* Your objective:
In the entries, find all lines that hold the word "their" and copy them.

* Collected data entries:
-*-*-

PR #1046, opened 2021-03-25
Apartapp develop merge fixes

NerdyGriffin:
Branch with merge fixes and bug fixes that I forgot I made long ago


src/views/ApartmentApp/components/StudentApplication/components/HallSelection/components/HallListItem/index.js
```diff
@@ -25,6 +27,12 @@ const HallListItem = ({
   const [hallRankValue, setHallRankValue] = useState(1); // Rank drop-down menu value
```
joshuaRogers24, line 27: Does this make every hall item start with rank 1?

joshuaRogers24 (approved):
I have some questions, but nothing I think would keep us from merging. Good fixes!

src/services/housing.js
```diff
@@ -71,12 +71,23 @@ const checkHousingStaff = async () => {
...
+    }
+  } catch (e) {
+    // handle thrown 404 errors
+    if (e.status !== 404) throw e;
+    err = e;
+    applicationID = false;
+    console.log('A 404 code indicates that an application was not found for this applicant');
   }
-  return applicationID;
+  // handle "unhandled" requests, `this.status = 404`s, and 404 errors
```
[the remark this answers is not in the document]
NerdyGriffin: The goal it to detect 404 error/responses, and allow the frontend to continue

src/views/ApartmentApp/components/StudentApplication/components/HallSelection/components/HallListItem/index.js
NerdyGriffin: Technically yes, but that is only as a fail-safe, to prevent the page from throwing an error before it has a chance to set the true value.
The JavaScript likes jump the gun with null errors if you accidentally forget to give things a valid initially placeholder values at moment the component is initialized

joshuaRogers24: Huh, okay!

PR #1049, opened 2021-03-25
Fix timesheets rerender issue

EjPlatzer:
There was an issue with Timesheets where the page would rerender every time a user typed in the `End Time` field. This was making the page nigh-unusable for people who chose not to use (or didn't know about) the Picker ui for selecting their shift end time.

The heart of the issue was that the UI was attempting to fetch the user's jobs every time the selectedDateIn or selectedDateOut value changed - as long as neither was null - even when one wasn't a date. In this case, a user manually typing the date their shift ended would start typing, which would update selectedDateOut to be non-null, and the UI would try to fetch jobs. However, the user had JUST started typing, so the shift end date was not a valid date yet (e.g. '03' instead of '03/24/2021 4:30 PM'). This would cause when trying to format the date for transmission to the API. That error would force the component to rerender, and thus the user was never able to enter the end of their shift.

The best fix for this issue involved a decent amount of refactoring, because the  best solution is to have a useEffect callback watching selectedDateIn and selectedDateOut that will try to fetch jobs ONLY if they are both valid dates (and don't violate any of the other business logic for shift times such as not being in the future). Doing it this way allowed for the existing code to be drastically simplified and stream-lined, because the state-update logic for the date values can be cleanly separated from the validation logic for the date values. 

In testing this, I also exposed a co-existing issue where the user's profile was being fetched on every render because of an improper dependency array for useEffect. This was the second layer of the issue, which meant that when typing in End Time forced the page to rerender, it would also refetch their personType and erroneously display the Staff view.

While I was working in Timesheets, I streamlined and eliminated other dead code to make detecting and fixing bugs easier in the future.


src/views/Timesheets/index.js
```diff
@@ -28,6 +29,13 @@ import GordonLoader from '../../components/Loader';
 import { makeStyles } from '@material-ui/core/styles';
 import SimpleSnackbar from '../../components/Snackbar';
 import user from '../../services/user';
+import useNetworkStatus from '../../hooks/useNetworkStatus';
+
+const MINIMUM_SHIFT_LENGTH = 0.08; // Minimum length for a shift if 5 minutes, 1/12 hour
```
bennettforkner, line 34:
```suggestion
const MINIMUM_SHIFT_LENGTH = 0.08; // Minimum length for a shift is 5 minutes, 1/12 hour
```

bennettforkner (commented):
LGTM. Waiting for @jason-whitehouse for approval

jason-whitehouse (approved):
Looks good! Great job!

PR #1050, opened 2021-03-26
Change image imports for react-scripts update

EjPlatzer:
Some images were being included in an old-fashioned way (using JavaScript's `require()` function), and that way is no longer supported as of `react-scripts v4.x`. The reason they were failing is because the paths were relative to the file structure of the unbundled project, so when the bundler built the site, the images were no longer available at that URL.

This pull request updates the method for including the affected images to use ES6 `import` syntax so the bundler can track the component's dependency on the image file and update the relative path of the import. These import paths are mapped to a `static/...` path where the elided portion is generated at build time.


src/views/Feedback/index.js
```diff
@@ -78,10 +78,7 @@ export default class Feedback extends Component {
                     marginRight: 'auto',
                   }}
                 >
-                  <img
-                    src={require(`${'../../NoConnection.svg'}`)}
-                    alt="Internet Connection Lost"
-                  />
+                  <NoConnection />
```
bennettforkner, line 81: Perhaps change to NoConnectionSVG for readability
```suggestion
                  <NoConnectionSVG />
```

bennettforkner (changes requested):

src/views/Feedback/index.js
bennettforkner: And the same for all of the others :)

bennettforkner (approved):
LGTM. Much more efficient to have these SVGs as components. Thanks Evan!

PR #1053, opened 2021-03-27
Improved styling for apartapp staff page

NerdyGriffin:


src/views/ApartmentApp/components/StaffMenu/components/ApplicationTable/components/ApplicationRow/applicationRow.scss
```diff
@@ -1,6 +1,12 @@
...
+.MuiTableCell-root.collapsible-row {
+  padding-top: 0;
+  padding-bottom: 0;
+}
+
+.MuiTable-root.sub-table {
+  border-left: 2px solid $neutral-black-opacity10;
+  border-right: 2px solid $neutral-black-opacity10;
+  border-bottom: 1px solid $neutral-black-opacity10;
 }
```
EjPlatzer, line 12: This looks like a huge improvement! My one worry now is that these class names are pretty general, and I could see someone reusing `sub-table` elsewhere on the site - especially inside a MuiTable - and then being confused why these extra styles were being applied to it. 

You might want to re-add the `apartment` prefix to ensure these stay scoped to only the components you're targeting. Alternatively, you could wrap both these rules in a selector targeting the top of the Apartment view, with a class name like '360-apartment-application-root' or something. That way these rules are guaranteed to only ever affect components within the apartment application. That would make your styling something like this:
```suggestion
.360-apartment-application {
  & .MuiTableCell-root.collapsible-row {
    padding-top: 0;
    padding-bottom: 0;
  }
  
  & .MuiTable-root.sub-table {
    border-left: 2px solid $neutral-black-opacity10;
    border-right: 2px solid $neutral-black-opacity10;
    border-bottom: 1px solid $neutral-black-opacity10;
  }
}
```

-*-*-

* Result of the exercise:
There was an issue with Timesheets where the page would rerender every time a user typed in the `End Time` field. This was making the page nigh-unusable for people who chose not to use (or didn't know about) the Picker ui for selecting their shift end time.
The heart of the issue was that the UI was attempting to fetch the user's jobs every time the selectedDateIn or selectedDateOut value changed - as long as neither was null - even when one wasn't a date. In this case, a user manually typing the date their shift ended would start typing, which would update selectedDateOut to be non-null, and the UI would try to fetch jobs. However, the user had JUST started typing, so the shift end date was not a valid date yet (e.g. '03' instead of '03/24/2021 4:30 PM'). This would cause when trying to format the date for transmission to the API. That error would force the component to rerender, and thus the user was never able to enter the end of their shift.
In testing this, I also exposed a co-existing issue where the user's profile was being fetched on every render because of an improper dependency array for useEffect. This was the second layer of the issue, which meant that when typing in End Time forced the page to rerender, it would also refetch their personType and erroneously display the Staff view.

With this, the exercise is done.